(Stored items)

Content starts

PR #934, opened 2026-02-21
Enable structured chat for Groq models

### LINKED ISSUE #930: Structured chat does not work with Groq models
Brand new to `ellmer`. This code seemed to work with other model providers, but not Groq:
```r
chat = chat_groq(model="openai/gpt-oss-20b")
chat$chat_structured("Is Boston the capital of MA?", type=type_boolean())
#> Error in `req_perform()`:
#> ! HTTP 400 Bad Request.
#> ℹ invalid JSON schema for response_format: 'structured_data':
#>   `additionalProperties:false` must be set on every object
#> Run `rlang::last_trace()` to see where the error occurred.
```

Happy to submit a PR if this is e.g. a recent change in their API.

CoryMcCartan:
This PR fixes #930.

I added a test for this use case, which requires using a different model than the default.  The existing test doesn't require a different default, so I wasn't sure if I should add a `chat_groq_test()` function like some other providers have. I also notice the tool-calling test doesn't seem to reliably pass with the default model.

### DIFF
--- a/NEWS.md
+++ b/NEWS.md
@@ -1,5 +1,6 @@
 # ellmer (development version)
 
+* `chat_groq()` now supports structured chat (@CoryMcCartan, #930).
 * ellmer will now distinguish text content from thinking content while streaming, allowing downstream packages like shinychat to provide specific UI for thinking content (@simonpcouch, #909).
 * `chat_github()` now uses `chat_openai_compatible()` for improved compatibility, and `models_github()` now supports custom `base_url` configuration (@D-M4rk, #877).
 * `chat_ollama()` now contains a slot for `top_k` within the `params` argument (@frankiethull).


R/provider-groq.R
```diff
@@ -99,7 +93,8 @@ method(as_json, list(ProviderGroq, TypeObject)) <- function(provider, x, ...) {
     type = "object",
     description = x@description,
     properties = as_json(provider, x@properties, ...),
-    required = as.list(names2(x@properties)[required])
+    required = as.list(names2(x@properties)[required]),
```
hadley: Would you mind checking to see if it's now possible to just delete this method? i.e. maybe grok is now sufficiently OpenAI compatible that we don't need any customisation here.

CoryMcCartan: Yes, it looks like both this method and the `as_json` method for `Turn` objects are no longer needed.  The tool calling and structured data tests pass when using the default OpenAICompatible provider

hadley: Yay, deleting code is my favourite 😄

hadley:
One last thing and we should be good to merge:  Can you please add a bullet to the top of `NEWS.md`? It should briefly [describe the change](http://style.tidyverse.org/news.html) and end with `(@yourname, #issuenumber)`.

CoryMcCartan:
Thanks for your patience!

hadley:
Thank you!

PR #935, opened 2026-02-28
Drop empty ContentText in OpenAI-compatible serialization

### LINKED ISSUE #932: chat_databricks(): HTTP 400 when conversation history contains empty ContentText
## Problem

When the conversation history contains a `ContentText("")` (empty text), `chat_databricks()` fails with HTTP 400 because the Databricks Claude proxy rejects empty text content blocks.

This can happen organically during tool calling when a model responds with tool calls and an empty `content` field (`content: ""` instead of `content: null`). When ellmer replays the conversation history on the next round-trip, the serialized empty text block `{"type": "text", "text": ""}` is rejected.

## Reprex

```r
library(ellmer)

chat <- chat_databricks(model = "databricks-claude-sonnet-4-5")

# Simulate what happens when the model returns content = "" during tool calling
chat$set_turns(list(
  UserTurn(list(ContentText("Hello"))),
  AssistantTurn(list(ContentText("")))
))

# Fails because the empty text content block is serialized as
# {"type": "text", "text": ""} which Databricks rejects
chat$chat("How are you?", echo = "none")
#> Error in `req_perform()`:
#> ! HTTP 400 Bad Request.
#> ℹ {"message":"messages: text content blocks must be non-empty"}
```

## Root cause

This is a Databricks-specific double problem:

1. **Databricks returns `content: ""` in responses** for tool-only turns (instead of `content: null` which OpenAI returns). This causes `value_turn()` for `ProviderOpenAICompatible` (`R/provider-openai-compatible.R:290`) to create `ContentText("")`:

```r
content <- lapply(message$content, as_content)
# lapply("", as_content) → ContentText("") since as_content() doesn't validate non-empty strings
```

2. **Databricks then rejects `content: ""` when replayed back** → HTTP 400.

Other OpenAI-compatible providers (OpenAI, Azure OpenAI) return `content: null` for tool-only turns, so `lapply(NULL, as_content)` → `list()` and no empty `ContentText` is ever created. Databricks creates the problem and then rejects it.

## Possible fixes

1. **Filter in `value_turn()`**: Drop empty `ContentText` when parsing model responses
2. **Filter in `as_json()`**: Skip empty `ContentText` during serialization (similar to the existing empty assistant turn check in `provider-claude.R:418-422`)
3. **Validate in `ContentText`**: Reject empty strings at construction time (breaking change)

JamesHWade:
## Summary

- Fixes `chat_databricks()` HTTP 400 errors when conversation history contains empty `ContentText("")` objects, which occur during tool calling when Databricks returns `content: ""` instead of `content: null`
- Filters out empty `ContentText` during `as_json()` serialization for `ProviderOpenAICompatible`, following the existing pattern from the Claude provider
- Drops entirely empty assistant turns (after filtering) to avoid API errors

Closes #932

## Test plan

- [x] Added unit tests verifying empty `ContentText` is dropped during serialization
- [x] Added test for assistant turns with only empty `ContentText` (dropped entirely)
- [x] Added test for mixed content (empty text stripped, real content preserved)
- [x] Added test for empty text with tool requests (text stripped, tools preserved)
- [x] Existing test suite passes

### DIFF
--- a/NEWS.md
+++ b/NEWS.md
@@ -1,6 +1,7 @@
 # ellmer (development version)
 
 * `chat_databricks()` (and other `chat_openai_compatible()` providers) no longer fail with HTTP 400 when the conversation history contains empty `ContentText("")` objects, which can occur during tool calling (@JamesHWade, #932).
+* `chat_groq()` now supports structured chat (@CoryMcCartan, #930).
 * ellmer will now distinguish text content from thinking content while streaming, allowing downstream packages like shinychat to provide specific UI for thinking content (@simonpcouch, #909).
 * `chat_github()` now uses `chat_openai_compatible()` for improved compatibility, and `models_github()` now supports custom `base_url` configuration (@D-M4rk, #877).
 * `chat_ollama()` now contains a slot for `top_k` within the `params` argument (@frankiethull).
--- a/R/provider-groq.R
+++ b/R/provider-groq.R
@@ -8,10 +8,6 @@ NULL
 #'
 #' Built on top of [chat_openai_compatible()].
 #'
-#' ## Known limitations
-#'
-#' groq does not currently support structured data extraction.
-#'
 #' @export
 #' @family chatbots
 #' @param api_key `r lifecycle::badge("deprecated")` Use `credentials` instead.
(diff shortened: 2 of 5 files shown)


R/provider-openai-compatible.R
```diff
@@ -343,10 +343,21 @@ method(as_json, list(ProviderOpenAICompatible, Turn)) <- function(
...
+    # Drop empty ContentText to avoid API errors from providers that reject
+    # empty text content blocks (e.g. Databricks returns content: "" for
+    # tool-only turns, then rejects it on replay)
+    is_empty_text <- map_lgl(x@contents, function(c) {
+      S7_inherits(c, ContentText) && !nzchar(c@text)
+    })
+    contents <- x@contents[!is_empty_text]
+    if (length(contents) == 0) {
+      # Drop empty assistant turns to avoid an API error
+      return(list())
```
hadley: I think this should probably be a `NULL`?

tests/testthat/test-provider-openai-compatible.R
```diff
@@ -92,6 +92,38 @@ test_that("structured data work with and without wrapper", {
...
+  result <- as_json(stub, turn)
+  expect_equal(
+    result,
+    list(list(
+      role = "assistant",
+      content = list(list(type = "text", text = "Hello"))
+    ))
+  )
+
+  # Empty ContentText is stripped but tool requests are preserved
```
hadley: This should be a separate test I think

tests/testthat/test-provider-openai-compatible.R
```diff
@@ -92,6 +92,38 @@ test_that("structured data work with and without wrapper", {
...
+  ))
+  result <- as_json(stub, turn)
+  expect_equal(
+    result,
+    list(list(
+      role = "assistant",
+      content = list(list(type = "text", text = "Hello"))
+    ))
+  )
+
```
hadley, line 150: I think you're missing a test for the `(length(contents) == 0)` case? i.e. something like `list(ContentText(""), ContentText(""))`. I'd also like to see a live test for that because my recollection from doing this work on Claude is that will cause a problem.

JamesHWade:
Thanks for the review! Addressed all three points:

1. Changed `return(list())` to `return(NULL)` for consistency
2. Split the tool request test into its own `test_that()`
3. Added test for the all-empty case (`list(ContentText(""), ContentText(""))`) and a live Databricks test

Also fixed the root cause: `value_turn()` now treats `content: ""` as `content: null`, so `ContentText("")` is never created from provider responses in the first place. The stripping in `as_json()` remains as a safety net for manually constructed turns.

hadley:
Thank you!

PR #295, opened 2023-11-06
github: fix settings

zimbatm:


.github/settings.yml
```diff
@@ -123,15 +123,15 @@ branches:
       # Required. Require status checks to pass before merging. Set to null to disable
       required_status_checks:
         # Required. Require branches to be up to date before merging.
-        strict: true
+        strict: false
         # Required. The list of status checks to require in order to merge into this branch
-        contexts: [ "bors" ]
```
zimbatm, line 128: I'm not sure what to put here

zowoq: Could probably leave this as null for now and revisit it once CI has been stable for a bit.

.github/settings.yml
```diff
@@ -123,15 +123,15 @@ branches:
...
+        contexts: []
       # Required. Enforce all configured restrictions for administrators. Set to true to enforce required status checks for repository administrators. Set to null to disable.
       enforce_admins: false
       # Disabled for bors to work
       required_linear_history: false
       # Required. Restrict who can push to this branch. Team and user restrictions are only available for organization-owned repositories. Set to null to disable.
       restrictions:
-        apps: [ "bors" ]
+        apps: []
```
zowoq, line 135: I think mergify needs permissions like bors.

```suggestion
        apps: [ "mergify" ]
```

zimbatm: This means that only mergify can push to main. Is that what we want?

.github/settings.yml
```diff
@@ -123,15 +123,15 @@ branches:
...
         users: []
         teams: []
```
zowoq, line 137:
```suggestion
        teams: [ "srvos" ]
```

PR #297, opened 2023-11-07
prometheus: various fixes

zowoq:


nixos/roles/prometheus/default-alerts.nix
```diff
@@ -115,18 +115,18 @@
       };
 
       TelegrafDown = {
-        expr = ''min(up{job=~"telegraf",type!='mobile'}) by (source, job, instance, org) == 0'';
```
Mic92: Isn't this mobile filter a quite generic thing? I am using this for laptop monitoring or in general devices that are allowed to go offline.

nixos/roles/prometheus/default-alerts.nix
```diff
@@ -75,7 +75,7 @@
       };
 
       SwapUsing30Percent = {
-        expr = ''mem_swap_total{host!="eva"} - (mem_swap_cached + mem_swap_free) > mem_swap_total * 0.3'';
```
Mic92, line 78: Fine with me. This host in question doesn't even swap anymore.

Mic92 (approved):

nixos/roles/prometheus/default-alerts.nix
```diff
@@ -115,18 +115,18 @@
       };
 
       TelegrafDown = {
-        expr = "min(up{job=~\"telegraf\",type!='mobile'}) by (source, job, instance, org) == 0";
```
Mic92, line 118: Isn't this mobile filter a quite generic thing? I am using this for laptop monitoring or in general devices that are allowed to go offline.

zowoq: I've reverted this but I don't think they belong in this repo.

PR #304, opened 2023-11-12
sudo: drop explicit sudo enable

Mic92:
This makes it harder to replace sudo with sudo-rs


zimbatm:
In that case sudo won't be enabled isn't it?

Mic92:
Yes. It's [security.sudo-rs.enable](https://search.nixos.org/options?channel=unstable&from=0&size=50&sort=relevance&type=packages&query=sudo-rs). Sudo will be still enabled by default, so nothing srvos needs to change - if I user does disable sudo they have a reason to.

PR #312, opened 2023-11-19
boot.initrd.systemd: also enable if initrd networkd is used

Mic92:
fixes https://github.com/nix-community/srvos/pull/312


Mic92:
@mergify queue

PR #330, opened 2023-12-09
hardware-hetzner-cloud-arm: enable early console

elohmeier:
This fixes the console being unavailable during early boot on Hetzner Cloud ARM servers.
It is required to be able to enter a LUKS password during boot.


Mic92:
@mergify queue

PR #333, opened 2023-12-11
openssh: don't force authorizedKeysFiles if forgejo is enabled

priegger:
Forgejo is a fork of gitea and needs the same exception.


Mic92:
@mergify queue

Mic92:
@mergify refresh

Mic92:
@mergify queue

PR #350, opened 2024-01-01
dev flake

zowoq:
This allows us to have private dev inputs that we can use in the main flake and move the github actions checks to buildbot.

We may be able to upstream the vendored files to the flake-parts repo but I don't want bother with that for now.

~~Depends on https://github.com/nix-community/srvos/pull/355.~~


zimbatm (changes requested):
What problem does it solve? Please add more details to your commit messages so it's possible to follow the reasoning.

zowoq:
It allows us to have private dev inputs that we can use in the main flake, can then move the github actions checks to buildbot. We discussed this briefly on matrix a few weeks ago.

zowoq:
I plan to merge this before the next flake update.

.github/workflows/update-flake-lock.yml
```diff
@@ -12,9 +12,25 @@ jobs:
...
+          pushd dev/private
+          nix flake update --commit-lock-file
+          popd
+          nix run .#update-dev-private-narHash
+          git commit --amend --no-edit dev/private.narHash
+      - uses: peter-evans/create-pull-request@v5
+        # disable for now
+        #with:
+        #  labels: |
+        #    merge-queue
```
zowoq, line 36: I'll merge these manually for now, will re-enable this in a week or two.

PR #351, opened 2024-01-02
only enable configurable-impure-env in nix 2.19 or newer

Mic92:


Mic92:
@mergify queue

Mic92:
@mergify queue

PR #354, opened 2024-01-04
add hardware-hetzner-online-arm

zowoq:


nixos/default.nix
```diff
@@ -44,6 +44,7 @@ exposeModules ./. [
   ./hardware/hetzner-online/amd.nix
   ./hardware/hetzner-online/intel.nix
   ./hardware/hetzner-online/ex101.nix
+  ./hardware/hetzner-online/rx170.nix
```
Mic92, line 47: I would generalize this, since we got two models that are basically the same SOC with different hardware builtin:

```suggestion
  ./hardware/hetzner-online/arm.nix
```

Content ends

> [What is expected]: Across the entries, each line containing the word "into" is to be counted once; the total alone is to be given.

> [Solution for this exercise]: 2